— Directions —
Look at each line of the listing. Copy those that hold the string "clippy".

— Information —
PR #377, opened 2016-03-18
Integrating with common

ustulation:
This change is [Reviewable](https://reviewable.io/reviews/maidsafe/safe_vault/377)

### DIFF
--- a/Cargo.toml
+++ b/Cargo.toml
@@ -11,19 +11,22 @@ version = "0.4.0"
 
 [dependencies]
 chunk_store = "~0.3.0"
-clippy = {version = "~0.0.51", optional = true}
 config_file_handler = "~0.2.0"
 ctrlc = "~1.1.1"
 docopt = "~0.6.78"
 log = "~0.3.5"
 lru_time_cache = "~0.2.7"
 maidsafe_utilities = "~0.4.0"
-mpid_messaging = "~0.2.0"
 routing = "~0.11.1"
 rustc-serialize = "~0.3.18"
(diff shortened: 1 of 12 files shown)


maidsafe-highfive:
r? @maqi

Cargo.toml
```diff
@@ -11,20 +11,23 @@ version = "0.4.0"
...
 maidsafe_utilities = "~0.4.0"
-mpid_messaging = "~0.2.0"
 routing = "~0.11.1"
 rustc-serialize = "~0.3.18"
+safe_network_common = "~0.0.1"
 sodiumoxide = "~0.0.9"
 time = "~0.1.34"
 xor_name = "~0.1.0"
 
+[dependencies.clippy]
```
Fraser999: Can you revert this style please?  All other repos are using the single line style.  Also I think we're up to 0.0.54 (although that might have changed by the time I write this :)  ).

src/main.rs
```diff
@@ -61,6 +60,7 @@ extern crate rustc_serialize;
 extern crate sodiumoxide;
 extern crate time;
 extern crate xor_name;
+extern crate safe_network_common;
```
maqi: i think it is preferred that crates listed in an alphabet order?

maqi:
Reviewed 1 of 12 files at r1, 8 of 11 files at r2.
Review status: all files reviewed at latest revision, 2 unresolved discussions.

---



*Comments from the [review on Reviewable.io](https://reviewable.io:443/reviews/maidsafe/safe_vault/377)*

— Response box —
-clippy = {version = "~0.0.51", optional = true}
+[dependencies.clippy]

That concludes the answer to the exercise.